A good example of such differences in language can be found in the paper "Meaningfulness, the unsaid and translatability: Instead of an introduction” published by Open Linguistics, according to which:
"In English-speaking academia, authors are encouraged to be assertive and direct, to avoid distancing and other elusive discourse strategies and directly state their most important ideas. Contrariwise, in Japanese academic writing it is customary to be extremely polite and tentative in promoting one’s own ideas.”
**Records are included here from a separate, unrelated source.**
PR #781, opened 2017-06-16
Replace normalize-css bower component with npm one

pornel:
Bower is dead, so I thought I'd start replacing bower components bit by bit.

### DIFF
--- a/ember-cli-build.js
+++ b/ember-cli-build.js
@@ -20,7 +20,7 @@ module.exports = function(defaults) {
   // please specify an object with the list of modules as keys
   // along with the exports of each module as its value.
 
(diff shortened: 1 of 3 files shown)


ember-cli-build.js
```diff
@@ -20,7 +20,7 @@ module.exports = function(defaults) {
   // please specify an object with the list of modules as keys
   // along with the exports of each module as its value.
 
-  app.import('bower_components/normalize-css/normalize.css');
+  app.import('node_modules/normalize.css/normalize.css');
```
Turbo87: this doesn't work yet. `this.import()` for files in `node_modules` will only work starting with Ember CLI v2.15

Issue #736, opened 2017-05-22
Show licenses of crates on a per version basis


est31:
Follow up of #227.

Currently, crates.io maintains license information on a per crate basis. I'd propose to base it on the (crate, version) tuple instead.

The issue is that it might mislead people to believe that the license of a crate is something different from what it actually is.

Like for example, take someone creating a crate with portions of code from someone else, licensed under the MPL. Now assume this was the reason to license the remainder of the crate under the MPL as well, and version 0.1 is published as MPL. Now the author finds out that the functionality of that external code is already implemented by someone else on crates.io and removes it, adding a dependency instead. This allows the author to relicense under the more custom Apache2/MIT duo, which what the author then does, releasing version 0.2 of the crate under Apache2/MIT.

Now, take some user who for some reason thinks that version 0.1 is better than version 0.2 and wants to use it instead. The user looks at the crates.io page of the version of the crate, and sees its licensed under Apache2/MIT which is okay, while the MPL would be not okay for them. They then mistakenly use the 0.1 version without knowing its in fact MPL licensed!

Or take another case (inspired by the winehq story): Some person happily releases version after version of their crate under the Apache2/MIT license, until they discover that someone else took their crate, improved it and now sells the library in exchange for money. The author doesn't like that and decides to relicense the crate under the LGPL license, in order to be able to compete with the proprietary library (so that not every improvement can automatically be imported to the proprietary library). Now the future versions of the crate are LGPL licensed. Does that change the license of the old versions though? No it doesn't! Once you license some code under an open source license, it can be continued to be used under that license, even if you reconsider. Only changes you make to that code can be put under a new license. So crates.io saying that the older versions are LGPL as well might scare away users who would use that crate if it were Apache2/MIT licensed and can live with older versions.

---

## Tasks

Ok so I (@carols10cents) think what needs to be done here is:

- [x] Make a diesel migration to add a `license` column to the `versions` table
- [x] Write a script in `src/bin` that, for all current `crates`. will copy the value of `crate.license` to each of that crate's `version.license` values to backfill that column for existing crates
[...]

PR #787, opened 2017-06-19
Started working on having the ability to have a different license for each version of a crate.

baileyn:
This is some work towards fixing #736

### DIFF
--- a/src/bin/update-licenses.rs
+++ b/src/bin/update-licenses.rs
@@ -21,8 +21,7 @@ fn main() {
 }
 
 fn transfer(tx: &postgres::transaction::Transaction) {
-    let stmt = tx.prepare("SELECT id, name, license FROM crates")
-        .unwrap();
+    let stmt = tx.prepare("SELECT id, name, license FROM crates").unwrap();
     let rows = stmt.query(&[]).unwrap();
 
     for row in rows.iter() {
@@ -37,10 +36,9 @@ fn transfer(tx: &postgres::transaction::Transaction) {
         );
 
         let num_updated = tx.execute(
-                "UPDATE versions SET license = $1 WHERE crate_id = $2",
-                &[&license, &id],
-            )
-            .unwrap();
+            "UPDATE versions SET license = $1 WHERE crate_id = $2",
+            &[&license, &id],
+        ).unwrap();
         assert!(num_updated > 0);
     }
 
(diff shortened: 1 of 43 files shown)


carols10cents:
Looks like rustfmt is still sad :( I'm not sure why it's different... I'm going to try running it on here.

carols10cents:
This is going well!! I love the `VersionBuilder` in the tests ❤️ 

I tried out the code locally, and publishing versions locally was doing what I would expect as far as continuing to update the crate license, continuing to reject invalid licenses, and starting to keep track of the licenses in the versions table 💯 

One small issue I found when running `update-licenses` however: the license column on the crate table can be null (that is, we haven't put a `NOT NULL` restriction on it in the database), so of course that means there are some crates with a null license in the production database (36 of them. and somehow one in my local database??) 😱😱😱

I'm going to file a separate issue for that, because I think we should be able to make it not null, but I'm not sure how it's happening, if it's something that's been fixed or not, so I think in this PR we should support a null license.

Currently, though, when `update-licenses` sees a null value, I get this error:

```
thread 'main' panicked at 'error retrieving column "license": Conversion(WasNull)', /Users/carolnichols/.cargo/registry/src/github.com-1ecc6299db9ec823/postgres-0.14.0/src/rows.rs:206
stack backtrace:
   0: std::sys::imp::backtrace::tracing::imp::unwind_backtrace
   1: std::panicking::default_hook::{{closure}}
   2: std::panicking::default_hook
   3: std::panicking::rust_panic_with_hook
   4: std::panicking::begin_panic
   5: std::panicking::begin_panic_fmt
   6: postgres::rows::Row::get
   7: update_licenses::transfer
   8: update_licenses::main
   9: __rust_maybe_catch_panic
  10: std::rt::lang_start
  11: main
```

I *think* on line 30 of update-licenses.rs we can just change the type annotation from `String` to `Option<String>` and it should work? Do you mind trying that out and letting me know?

Since I'm not sure how crates.io is creating crates with null licenses, you can change a crate in your database to have a null license in `psql` by running:

```
UPDATE crates SET license = NULL where crates.name='whatever';
```

Thank you!!! Let me know if you have questions!!!

src/bin/update-licenses.rs
```diff
@@ -27,19 +27,26 @@ fn transfer(tx: &postgres::transaction::Transaction) {
...
-        );
-
-        let num_updated = tx.execute(
-            "UPDATE versions SET license = $1 WHERE crate_id = $2",
-            &[&license, &id],
-        ).unwrap();
-        assert!(num_updated > 0);
+        let license: Option<String> = row.get("license");
+
+        if let Some(license) = license {
```
carols10cents: nice use of `if let`!

Issue #494, opened 2016-12-18
Have "favorite authors" and highlight crates by your favorite authors in crate lists


carols10cents:
In the user research study we did, many people mentioned the reputation of an author as a factor they considered when deciding which crates to try. 

We could do something like show how many other crates an author has, with the assumption that more crates = more experience = better quality, but that might not be true, and publishing lots of empty crates could gain you more reputation defined in this way.

We could distinguish members of any of the Rust teams, but there are lots of experienced people providing high quality crates that would not get this distinction.

Instead, I think it would be useful if each person who uses crates.io could add a crate author to their "favorite" authors, and any search that user does would show an indicator in the list of crates if the crate was written by a favorite author. The list of someone's favorite authors would be private so that each person could decide who they think is experienced, and this feature wouldn't get gamed or become a popularity contest.

PritiKumr:
@carols10cents This is a very cool feature and I'd love to work on this.

carols10cents:
Awesome! Do you have any questions about getting started?

PritiKumr:
Hey @carols10cents 

> I think this should be on crate owners, that is, the users or groups that are in crates.io's database and associated with a crate, not crate author information, that can be anything, read from Cargo.toml

So in terms of the tables and associations, shouldn't we be creating a table, probably called `favorite_users` which will have references to the favorited user and the currentUser?

The other alternative is to associate the user with `crate_owners` records, which is what I was initially thinking. But then a crate owner can be removed from a crate. So this would be not be a good idea IMO.

What do you think?.

carols10cents:
Creating a favorite_users join table sounds right to me!

PritiKumr:
> potentially with what they've been up to lately on crates.io

@carols10cents could you elaborate more on what sort of things would be useful to show here? I was thinking we can show things like new crates, version updates, users / crates they follow. But then this would probably require us to have an activity feed system to implement this effectively, which could be a separate task on its own.

Wondering if we can just list the favorite users in the dashboard for now...

carols10cents:
Yeah, I think just having a list of favorite users on the dashboard (and the ability to unfavorite them there) is a great start!

steverob:
@carols10cents  here are two options regarding the UI indication part of this issue - 

**Highlighted background: **
![2017-07-22_14-39-56_scrot](https://user-images.githubusercontent.com/1220480/28489951-a53a0982-6eec-11e7-96ad-7e3a82f65df4.png)

[...]

PR #789, opened 2017-06-20
Favorite crate owner #494

PritiKumr:
This is a WIP. Here are some things that are still pending - 

1. Mark crates by the user's favorite owners with a special highlight in various crate listings
2. Tests

This is where one can Favorite / Unfavorite a user - 
favorite-button

This is where favorite owners are listed in the dashboard (on hover, we show a `x` icon which unfavorite the owner).
favorites


PritiKumr:
All, need some thoughts on which sort of crate listings needs the favorite owner highlight.

Can we only do this for the `crate-row` component? That's used in places like - https://crates.io/categories/authentication and https://crates.io/crates

We do have the mini `crates-list` listing used here ->
screenshot from 2017-06-20 19-03-12

Thoughts?

src/user/mod.rs
```diff
@@ -336,6 +339,86 @@ pub fn show(req: &mut Request) -> CargoResult<Response> {
...
+#[table_name="favorite_users"]
+pub struct FavoriteUser {
+    user_id: i32,
+    target_id: i32,
+}
+
+
+fn favorite_target(req: &mut Request) -> CargoResult<FavoriteUser> {
+    let user = req.user()?;
+    let target_user_id: i32 = req.params()["user_id"].parse().expect("User ID not found");
```
sgrif: Do you think this should return an error rather than using `expect`?

src/user/mod.rs
```diff
@@ -336,6 +339,86 @@ pub fn show(req: &mut Request) -> CargoResult<Response> {
...
+}
+
+
+
+
+
+/// Handles the `GET /users/:user_id/favorite_users` route.
+pub fn favorite_users(req: &mut Request) -> CargoResult<Response> {
+    let user_id: i32 = req.params()["user_id"].parse()
+        .expect("User ID not found");
```
sgrif: Do you think this should return an error rather than using `expect`?

src/user/mod.rs
```diff
@@ -336,6 +339,86 @@ pub fn show(req: &mut Request) -> CargoResult<Response> {
...
+    let conn = req.db_conn()?;
+
+    let users = users::table.filter(users::id.eq_any(
```
sgrif: Can this  be `users.inner_join(favorite_users).filter(favorite_users::user_id.eq(user_id))``?

app/controllers/dashboard.js
```diff
@@ -32,8 +37,12 @@ export default Ember.Controller.extend({
         return this.get('myFollowing.length') > TO_SHOW;
     }),
 
+    hasMoreFavorites: computed('favoriteUsers', function() {
+        return this.get('favoriteUsers.length') > TO_SHOW;
+    }),
+
     actions: {
-        loadMore() {
+        loadMore: function() {
```
acorncom: Generally the ES6 style of method would be preferred here

app/routes/user.js
```diff
@@ -1,4 +1,5 @@
 import Ember from 'ember';
+import ajax from 'ic-ajax';
```
acorncom: In other cleanup PRs that have been going on, ic-ajax use has been removed in favor of ember-ajax

app/routes/user.js
```diff
@@ -12,6 +13,17 @@ export default Ember.Route.extend({
 
         controller.set('fetchingFeed', true);
         controller.set('crates', this.get('data.crates'));
+        controller.set('user', model.user);
+        controller.set(
+            'allowFavorting',
```
acorncom: `allowFavoriting`?

carols10cents:
> All, need some thoughts on which sort of crate listings needs the favorite owner highlight.
> 
> Can we only do this for the crate-row component? That's used in places like - https://crates.io/categories/authentication and https://crates.io/crates
> 
> We do have the mini crates-list listing used here ->

I think we should highlight crates by favorite owners wherever crates are listed, so in both crate-row and crates-list.

vignesh-sankaran:
Just wanted to follow up on this @PritiKumr, was there anything you needed help with?

src/user/mod.rs
```diff
@@ -336,6 +339,86 @@ pub fn show(req: &mut Request) -> CargoResult<Response> {
     Ok(req.json(&R{ user: user.encodable() }))
 }
 
+#[derive(Insertable, Queryable, Identifiable, Associations)]
+#[belongs_to(User)]
+#[primary_key(user_id, target_id)]
+#[table_name="favorite_users"]
+pub struct FavoriteUser {
```
vignesh-sankaran: Could you add a documentation comment here? :)

src/user/mod.rs
```diff
@@ -336,6 +339,86 @@ pub fn show(req: &mut Request) -> CargoResult<Response> {
...
+    user_id: i32,
+    target_id: i32,
+}
+
+
+fn favorite_target(req: &mut Request) -> CargoResult<FavoriteUser> {
```
vignesh-sankaran: Doc comment here too please :)

migrations/20170614104258_create_index_on_favorite_users/up.sql
```diff
@@ -0,0 +1 @@
+CREATE INDEX index_favorites_user_id ON favorite_users (user_id);
```
sgrif: This index is redundant with the primary key.

src/lib.rs
```diff
@@ -153,6 +153,10 @@ pub fn middleware(app: Arc<App>) -> MiddlewareBuilder {
     api_router.get("/users/:user_id", C(user::show));
     api_router.get("/users/:user_id/stats", C(user::stats));
     api_router.get("/teams/:team_id", C(user::show_team));
+    api_router.get("/users/:user_id/favorited", C(user::favorited));
```
sgrif: Is this route redundant with `favorite_users`?

src/lib.rs
```diff
@@ -153,6 +153,10 @@ pub fn middleware(app: Arc<App>) -> MiddlewareBuilder {
...
+    api_router.put("/users/:user_id/favorite", C(user::favorite));
+    api_router.delete("/users/:user_id/favorite", C(user::unfavorite));
+    api_router.get("/users/:user_id/favorite_users", C(user::favorite_users));
```
sgrif: Are we intending to show the users that another user has favorited? Do these routes actually need the `user_id` in the URL?

app/routes/user.js
PritiKumr: Thanks!

vignesh-sankaran:
Could you also run a `cargo fmt` and re upload the code?

vignesh-sankaran:
@PritiKumr Were you still working on this? Perhaps we could close the PR if there's no work being done on this.

PR #790, opened 2017-06-20
Team page

### LINKED ISSUE #409: Show all crates owned by a user or group
Much like I have a page of "my crates", I would like to be able to see a page of all crates that, say, the pistondevelopers github organization is listed as an owner on.

This would let me discover crates that are officially supported to work well together, as well as find other crates by authors who I trust.

natboehm:
Creates a team page listing all crates associated with given team. 

screen shot 2017-06-20 at 2 28 58 pm

Fixes #409

### DIFF
--- a/app/routes/team.js
+++ b/app/routes/team.js
@@ -3,7 +3,7 @@ import Ember from 'ember';
 export default Ember.Route.extend({
     queryParams: {
         page: { refreshedModel: true },
-        sort: { refreshedModel: true }, 
+        sort: { refreshedModel: true },
     },
     data: {},
 
--- a/app/routes/team.js
+++ b/app/routes/team.js
@@ -1,0 +1,38 @@
+import Ember from 'ember';
+
+export default Ember.Route.extend({
+    queryParams: {
+        page: { refreshedModel: true },
+        sort: { refreshedModel: true }, 
+    },
+    data: {},
+
+    setupController(controller, model) {
+        this._super(controller, model);
+
+        controller.set('fetchingFeed', true);
+        controller.set('crates', this.get('data.crates'));
+    },
+
+    model(params) {
+        const { team_id } = params;
+        return this.store.find('team', team_id).then(
+            (team) => {
+                params.team_id = team.get('id');
+                return Ember.RSVP.hash({
+                    crates: this.store.query('crate', params),
+                    team
+                });
+            },
+            (e) => {
+                if (e.errors.any(e => e.detail === 'Not Found')) {
+                    console.log(params);
+                    this
+                        .controllerFor('application')
+                        .set('nextFlashError', `User '${params.team_id}' does not exist`);
+                    return this.replaceWith('index');
+                }
+            }
+        );
+    },
+});
--- a/app/routes/team.js
+++ b/app/routes/team.js
@@ -26,7 +26,6 @@ export default Ember.Route.extend({
             },
             (e) => {
                 if (e.errors.any(e => e.detail === 'Not Found')) {
-                    console.log(params);
                     this
                         .controllerFor('application')
                         .set('nextFlashError', `User '${params.team_id}' does not exist`);
--- a/src/krate.rs
+++ b/src/krate.rs
@@ -603,9 +603,9 @@ impl Crate {
     }
 
     pub fn owner_team(&self, conn: &PgConnection) -> CargoResult<Vec<Owner>> {
-        let base_query = CrateOwner::belonging_to(self)
-            .filter(crate_owners::deleted.eq(false));
-        let teams = base_query.inner_join(teams::table)
+        let base_query = CrateOwner::belonging_to(self).filter(crate_owners::deleted.eq(false));
+        let teams = base_query
+            .inner_join(teams::table)
             .select(teams::all_columns)
             .filter(crate_owners::owner_kind.eq(OwnerKind::Team as i32))
             .load(conn)?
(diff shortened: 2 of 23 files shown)


src/krate.rs
```diff
@@ -598,6 +602,32 @@ impl Crate {
         Ok(users.chain(teams).collect())
     }
 
+    pub fn owner_team(&self, conn: &PgConnection) -> CargoResult<Vec<Owner>> {
```
sgrif: `Crate` has a lot of behavior on it as is. What do you think about putting this on `Team` instead and calling it `Team::owning(crate: &Crate, conn: &PgConnection)`

src/krate.rs
```diff
@@ -598,6 +602,32 @@ impl Crate {
...
+            .select(teams::all_columns)
+            .filter(crate_owners::owner_kind.eq(OwnerKind::Team as i32))
+            .load(conn)?
+            .into_iter()
+            .map(Owner::Team);
+
+        Ok(teams.collect())
+    }
+
+    pub fn owner_user(&self, conn: &PgConnection) -> CargoResult<Vec<Owner>> {
```
sgrif: `Crate` has a lot of behavior on it as is. What do you think about putting this on `User` instead and calling it `User::owning(crate: &Crate, conn: &PgConnection)`

src/krate.rs
```diff
@@ -864,6 +894,15 @@ pub fn index(req: &mut Request) -> CargoResult<Response> {
                     .filter(crate_owners::owner_kind.eq(OwnerKind::User as i32)),
             ),
         );
+    } else if let Some(team_id) = params.get("team_id").and_then(|s| s.parse::<i32>().ok()) {
```
sgrif: Is there a reason to put this on `index` instead of adding a new route?

src/krate.rs
```diff
@@ -1423,6 +1462,42 @@ pub fn owners(req: &mut Request) -> CargoResult<Response> {
     Ok(req.json(&R { users: owners }))
 }
 
+/// Handles the `GET /crates/:crate_id/owner_team` route.
+pub fn owner_team(req: &mut Request) -> CargoResult<Response> {
```
sgrif: What do you think about making this a single route and adding a `?kind` parameter if needed?

src/tests/all.rs
```diff
@@ -212,6 +215,33 @@ fn user(login: &str) -> User {
...
+    NewTeam {
+        github_id: NEXT_ID.fetch_add(1, Ordering::SeqCst) as i32,
+        login: login,
+        name: None,
+        avatar: None,
+    }
+}
+
+fn add_team_to_crate(t: &Team, krate: &Crate, u: &User, conn: &PgConnection) -> CargoResult<()> {
+
```
sgrif: ✂️

src/tests/all.rs
```diff
@@ -212,6 +215,33 @@ fn user(login: &str) -> User {
...
+        crate_id: krate.id,
+        owner_id: t.id,
+        created_by: u.id,
+        owner_kind: 1, // Team owner kind is 1 according to owner.rs
+    };
+
+    diesel::insert(&crate_owner.on_conflict(
+        crate_owners::table.primary_key(),
+        do_update().set(crate_owners::deleted.eq(false)),
+    )).into(crate_owners::table)
```
sgrif: Is this the indentation `rustfmt` came up with?

app/routes/team.js
```diff
@@ -0,0 +1,38 @@
...
+            (team) => {
+                params.team_id = team.get('id');
+                return Ember.RSVP.hash({
+                    crates: this.store.query('crate', params),
+                    team
+                });
+            },
+            (e) => {
+                if (e.errors.any(e => e.detail === 'Not Found')) {
+                    console.log(params);
```
carols10cents: Looks like a debugging `console.log` left in here :)

src/owner.rs
```diff
@@ -172,47 +215,48 @@ impl Team {
...
+        }
+    }
 
-        diesel::insert(&new_team.on_conflict(
-            teams::github_id,
-            do_update().set(&new_team),
-        )).into(teams::table)
-            .get_result(conn)
-            .map_err(Into::into)
+    fn get_org(login: &str) -> String {
```
carols10cents: I think we can refactor this a bit into one function that returns two string slices in a tuple-- I'll explain what I mean in person :)

src/tests/krate.rs
```diff
@@ -1740,3 +1745,95 @@ fn author_license_and_description_required() {
         json.errors
     );
 }
+
+/*  Testing the crate ownership between two crates and one team.
+    Given two crates, one crate owned by both a team and a user,
+    one only owned by a user, check that the CrateList returned
+    for the user_id contains only the crates owned by that user,
+    and that the CrateList returned for the team_id contains
+    only crates owned by that team.
```
carols10cents: 😻 love these comments!!

src/krate.rs
carols10cents: For consistency with how getting a user's crates works, mostly. If we're going to pull this out into its own route, then I think users should be pulled out too, which imo should be a separate PR. WDYT?

src/tests/all.rs
carols10cents: You're just talking about cutting the newline here, right? #ambiguousemoji

src/tests/all.rs
carols10cents: yeppers

src/krate.rs
carols10cents: We tried, but the structure of the response has `user:` vs `team:` change that ember cares about, and I suck at ember and I'm not sure why it cares about that. If we duplicate the response structure too, then it's most of the function that's still duplicated :-/

I wouldn't be opposed to refactoring this in the future, it would just take me more time in ember than we'd like to spend right now :P

src/krate.rs
sgrif: I think that users should be pulled out as well, but I don't think that should block this PR being a separate route, if it's not significantly more work for this PR.

PR #797, opened 2017-06-22
Cleanup

locks:
I'll elaborate as I go.


app/components/google-jsapi.js
```diff
@@ -0,0 +1,15 @@
+import Ember from 'ember';
+
+export default Ember.Component.extend({
+    didInsertElement() {
```
Turbo87: `tagName: ''`?

locks:
@Turbo87 please re-review.

Issue #645, opened 2017-03-20
The transfer_crates script should use gh_id instead of gh_avatar


carols10cents:
This script was made before we had gh_id on all users, which should be more reliable than avatar URL.

vignesh-sankaran:
I'd be happy to take this up @carols10cents, I'm not sure how to test the script though once the changes are made.

carols10cents:
@vignesh-sankaran yeah, this script is only run occasionally, so I think manual testing is fine. You'll need to create two users, publish a crate with one user, then run this script to transfer the crate to the other user. Then check that the UI shows the crate as being owned by the second user, and that the second user can publish new versions of that crate and the first user cannot.

Publishing locally can be tricky, I think I've documented the setup in docs/CONTRIBUTING.md but please let me know if you have any trouble!

PR #798, opened 2017-06-23
Switch to GitHub IDs #645

vignesh-sankaran:
Testing procedure I used was the following:

- Log in as a user
- Upload a crate under that user
- Log out, and log in as another user
- Attempt publishing the crate as the prior user
- Log in as the other user, modify the crate and publish the crate

@carols10cents A couple of things I noticed were that the script exited if an uppercase "Y" was entered, and that there is an assertion that fails if more than 1 crate is being transferred. 

As a matter of interest, when is this script utilised?

### DIFF
--- a/src/category.rs
+++ b/src/category.rs
@@ -1,4 +1,3 @@
-use std::collections::HashSet;
 use time::Timespec;
 
 use conduit::{Request, Response};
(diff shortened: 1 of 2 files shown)


vignesh-sankaran:
Argh I should learn not to use git push --force, lost my changes

vignesh-sankaran:
Argh sorry for the mess, forgot to branch things out :(

Turbo87:
@vignesh-sankaran FWIW you should probably not use your `master` branch for PRs 😉

vignesh-sankaran:
@Turbo87 I've learned that the hard way now :)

For further reading material on the differences between the East and the West, please see the following articles:
- Derber, C. (2000). "The pursuit of attention: Power and ego in everyday life”. Oxford: Oxford University Press
- Foster, Joshua & Campbell, W. Keith & Twenge, Jean. (2003). "Individual differences in narcissism: Inflated self-views across the lifespan and around the world”. Journal of Research in Personality. 37. 469-486. 10.1016/S0092-6566(03)00026-6
- Hofstede, Geert H. (1997). "Cultures and Organizations: Software of the Mind (second ed.)". New York: McGraw-Hill
- Keidan, A. (2015). "Meaningfulness, the unsaid and translatability: Instead of an introduction”. Open Linguistics, (1). doi: https://doi.org/10.1515/opli-2015-0023
- The Globe Project, Online: https://globeproject.com/
- Vater A, Moritz S, Roepke S (2018). "Does a narcissism epidemic exist in modern western societies? Comparing narcissism and self-esteem in East and West Germany”. PLoS ONE 13(1): e0188287.